WORK INSTRUCTION:
Find the word "ManuallyDrop" in the data, then copy each line where it is found.

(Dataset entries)
----------------
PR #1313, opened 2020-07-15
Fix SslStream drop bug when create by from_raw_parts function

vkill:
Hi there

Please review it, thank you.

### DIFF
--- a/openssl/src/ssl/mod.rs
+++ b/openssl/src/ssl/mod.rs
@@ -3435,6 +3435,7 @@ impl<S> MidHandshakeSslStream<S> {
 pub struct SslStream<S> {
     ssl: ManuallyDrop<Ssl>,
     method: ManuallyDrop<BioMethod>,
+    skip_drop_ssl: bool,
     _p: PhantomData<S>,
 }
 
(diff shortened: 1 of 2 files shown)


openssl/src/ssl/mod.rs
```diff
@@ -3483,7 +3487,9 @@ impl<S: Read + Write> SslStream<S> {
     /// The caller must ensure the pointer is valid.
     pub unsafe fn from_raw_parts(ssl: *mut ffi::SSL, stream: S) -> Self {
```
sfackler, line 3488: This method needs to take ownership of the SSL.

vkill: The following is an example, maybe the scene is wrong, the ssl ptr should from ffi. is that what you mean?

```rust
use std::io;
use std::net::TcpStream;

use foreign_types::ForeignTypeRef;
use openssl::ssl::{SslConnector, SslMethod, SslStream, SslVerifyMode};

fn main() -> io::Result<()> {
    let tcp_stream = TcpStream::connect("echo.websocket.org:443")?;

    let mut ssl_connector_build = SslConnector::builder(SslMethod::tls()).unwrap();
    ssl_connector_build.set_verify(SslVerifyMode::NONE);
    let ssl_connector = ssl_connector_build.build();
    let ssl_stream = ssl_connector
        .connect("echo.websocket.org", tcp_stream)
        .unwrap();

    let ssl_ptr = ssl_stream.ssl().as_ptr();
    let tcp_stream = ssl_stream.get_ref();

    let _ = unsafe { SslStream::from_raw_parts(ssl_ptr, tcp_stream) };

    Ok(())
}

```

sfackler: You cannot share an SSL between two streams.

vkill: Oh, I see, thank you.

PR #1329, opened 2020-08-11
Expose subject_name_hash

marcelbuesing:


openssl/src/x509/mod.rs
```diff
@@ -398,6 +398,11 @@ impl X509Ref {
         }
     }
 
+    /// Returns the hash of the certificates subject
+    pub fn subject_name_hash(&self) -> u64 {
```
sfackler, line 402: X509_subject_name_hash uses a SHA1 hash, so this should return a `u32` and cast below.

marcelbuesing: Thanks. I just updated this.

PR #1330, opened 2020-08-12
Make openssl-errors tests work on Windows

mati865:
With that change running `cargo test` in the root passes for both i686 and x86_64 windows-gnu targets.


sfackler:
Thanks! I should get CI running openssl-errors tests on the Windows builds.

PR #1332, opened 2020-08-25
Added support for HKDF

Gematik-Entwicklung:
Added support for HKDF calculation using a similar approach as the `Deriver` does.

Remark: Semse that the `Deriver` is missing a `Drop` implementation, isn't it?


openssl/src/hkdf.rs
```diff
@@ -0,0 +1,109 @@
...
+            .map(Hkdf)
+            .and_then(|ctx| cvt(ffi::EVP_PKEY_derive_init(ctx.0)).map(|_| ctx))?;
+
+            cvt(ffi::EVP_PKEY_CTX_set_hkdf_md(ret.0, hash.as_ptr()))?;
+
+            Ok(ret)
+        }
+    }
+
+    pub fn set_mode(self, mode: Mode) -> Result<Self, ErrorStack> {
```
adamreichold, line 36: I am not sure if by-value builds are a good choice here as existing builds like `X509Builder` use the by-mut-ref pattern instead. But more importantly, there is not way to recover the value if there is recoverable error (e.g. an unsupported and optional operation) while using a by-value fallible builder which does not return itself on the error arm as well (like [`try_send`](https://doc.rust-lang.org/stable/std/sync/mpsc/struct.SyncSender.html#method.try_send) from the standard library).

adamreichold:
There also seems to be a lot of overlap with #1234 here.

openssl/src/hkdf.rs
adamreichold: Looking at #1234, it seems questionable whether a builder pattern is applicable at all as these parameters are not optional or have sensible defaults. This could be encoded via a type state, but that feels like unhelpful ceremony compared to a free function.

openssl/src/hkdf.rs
----------------
SOLUTION TO THIS TASK:
     ssl: ManuallyDrop<Ssl>,
     method: ManuallyDrop<BioMethod>,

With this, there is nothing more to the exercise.